··· TASK MATERIAL

PR #502, opened 2022-04-28
[NEW] Add message react, follow and pin message events

tapiarafael:
# What? :boat:

Added definition and listeners for new events IPostMessageReacted, IPostMessagePinned and IPostMessageFollowed
Added properties in the Message interface to give more context about pinned messages.

# Why? :thinking:

# Links :earth_americas:

[Task](https://app.clickup.com/t/22wqd51)
[Rocket.chat PR](https://github.com/RocketChat/Rocket.Chat/pull/25337)

# PS :eyes:

### DIFF
--- a/src/definition/messages/IMessage.ts
+++ b/src/definition/messages/IMessage.ts
@@ -25,4 +25,8 @@ export interface IMessage {
     parseUrls?: boolean;
     customFields?: { [key: string]: any };
     blocks?: Array<IBlock>;
+    starred?: Array<{ _id: string }>;
+    pinned?: boolean;
+    pinnedAt?: Date;
+    pinnedBy?: { _id: string, username: string };
 }
--- a/src/definition/messages/IMessage.ts
+++ b/src/definition/messages/IMessage.ts
@@ -1,6 +1,6 @@
 import { IRoom } from '../rooms';
 import { IBlock } from '../uikit';
-import { IUser } from '../users';
+import { IUser, IUserLookup } from '../users';
 import { IMessageAttachment } from './IMessageAttachment';
 import { IMessageFile } from './IMessageFile';
 import { IMessageReactions } from './IMessageReaction';
@@ -28,5 +28,5 @@ export interface IMessage {
     starred?: Array<{ _id: string }>;
     pinned?: boolean;
     pinnedAt?: Date;
-    pinnedBy?: { _id: string, username: string };
+    pinnedBy?: IUserLookup;
 }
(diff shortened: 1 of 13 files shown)


src/definition/messages/IMessage.ts
```diff
@@ -25,4 +25,8 @@ export interface IMessage {
     parseUrls?: boolean;
     customFields?: { [key: string]: any };
     blocks?: Array<IBlock>;
+    starred?: Array<{ _id: string }>;
+    pinned?: boolean;
+    pinnedAt?: Date;
+    pinnedBy?: { _id: string, username: string };
```
graywolf336, line 31: I would request that this be typed instead of generic.

src/definition/messages/IMessageFollowContext.ts
```diff
@@ -0,0 +1,21 @@
...
+     */
+    message: IMessage;
+    /**
+     * The user who follow the message
+     */
+    user: IUser;
+    /**
+     * If the message was followed or unfollowed
+     */
+    isUnfollow: boolean;
```
graywolf336, line 20: I think it would be better to be in the positive instead of being a double negative.

src/definition/messages/IMessagePinContext.ts
```diff
@@ -0,0 +1,21 @@
...
+     */
+    message: IMessage;
+    /**
+     * The user who pinned the message
+     */
+    user: IUser;
+    /**
+     * If the message was pinned or unpinned
+     */
+    isUnpinned: boolean;
```
graywolf336, line 20: Same concept here, use the positive so when it is true then it is true instead of an inverse of negative.

graywolf336 (changes requested):

src/definition/messages/IMessageFollowContext.ts
d-gubert: I agree. Even though it might seem kinda _weird_ because the name of the event is `IPostMessageFollowed`, I think the double negative will be more confusing

src/definition/messages/IMessage.ts
d-gubert: I am not so sure about this, as changing it to `IUser` would require us to add _yet another_ roundtrip to the DB to convert the message data to the app's format. This would be added to every event we listen to, and we're adding listeners to even more events. That's why I worry about the perf impact

graywolf336: I am saying something such as `IUserLookup` which would have the value that is defined here.

```ts
export interface IUserLookup {
  _id: string;
  username: string;
}
```

d-gubert: Oh I see!

d-gubert (approved):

······

PROBLEM STATEMENT => Type out all of the records again, exactly.

ANSWER =>
PR #502, opened 2022-04-28
[NEW] Add message react, follow and pin message events

tapiarafael:
# What? :boat:

Added definition and listeners for new events IPostMessageReacted, IPostMessagePinned and IPostMessageFollowed
Added properties in the Message interface to give more context about pinned messages.

# Why? :thinking:

# Links :earth_americas:

[Task](https://app.clickup.com/t/22wqd51)
[Rocket.chat PR](https://github.com/RocketChat/Rocket.Chat/pull/25337)

# PS :eyes:

### DIFF
--- a/src/definition/messages/IMessage.ts
+++ b/src/definition/messages/IMessage.ts
@@ -25,4 +25,8 @@ export interface IMessage {
     parseUrls?: boolean;
     customFields?: { [key: string]: any };
     blocks?: Array<IBlock>;
+    starred?: Array<{ _id: string }>;
+    pinned?: boolean;
+    pinnedAt?: Date;
+    pinnedBy?: { _id: string, username: string };
 }
--- a/src/definition/messages/IMessage.ts
+++ b/src/definition/messages/IMessage.ts
@@ -1,6 +1,6 @@
 import { IRoom } from '../rooms';
 import { IBlock } from '../uikit';
-import { IUser } from '../users';
+import { IUser, IUserLookup } from '../users';
 import { IMessageAttachment } from './IMessageAttachment';
 import { IMessageFile } from './IMessageFile';
 import { IMessageReactions } from './IMessageReaction';
@@ -28,5 +28,5 @@ export interface IMessage {
     starred?: Array<{ _id: string }>;
     pinned?: boolean;
     pinnedAt?: Date;
-    pinnedBy?: { _id: string, username: string };
+    pinnedBy?: IUserLookup;
 }
(diff shortened: 1 of 13 files shown)


src/definition/messages/IMessage.ts
```diff
@@ -25,4 +25,8 @@ export interface IMessage {
     parseUrls?: boolean;
     customFields?: { [key: string]: any };
     blocks?: Array<IBlock>;
+    starred?: Array<{ _id: string }>;
+    pinned?: boolean;
+    pinnedAt?: Date;
+    pinnedBy?: { _id: string, username: string };
```
graywolf336, line 31: I would request that this be typed instead of generic.

src/definition/messages/IMessageFollowContext.ts
```diff
@@ -0,0 +1,21 @@
...
+     */
+    message: IMessage;
+    /**
+     * The user who follow the message
+     */
+    user: IUser;
+    /**
+     * If the message was followed or unfollowed
+     */
+    isUnfollow: boolean;
```
graywolf336, line 20: I think it would be better to be in the positive instead of being a double negative.

src/definition/messages/IMessagePinContext.ts
```diff
@@ -0,0 +1,21 @@
...
+     */
+    message: IMessage;
+    /**
+     * The user who pinned the message
+     */
+    user: IUser;
+    /**
+     * If the message was pinned or unpinned
+     */
+    isUnpinned: boolean;
```
graywolf336, line 20: Same concept here, use the positive so when it is true then it is true instead of an inverse of negative.

graywolf336 (changes requested):

src/definition/messages/IMessageFollowContext.ts
d-gubert: I agree. Even though it might seem kinda _weird_ because the name of the event is `IPostMessageFollowed`, I think the double negative will be more confusing

src/definition/messages/IMessage.ts
d-gubert: I am not so sure about this, as changing it to `IUser` would require us to add _yet another_ roundtrip to the DB to convert the message data to the app's format. This would be added to every event we listen to, and we're adding listeners to even more events. That's why I worry about the perf impact

graywolf336: I am saying something such as `IUserLookup` which would have the value that is defined here.

```ts
export interface IUserLookup {
  _id: string;
  username: string;
}
```

d-gubert: Oh I see!

d-gubert (approved):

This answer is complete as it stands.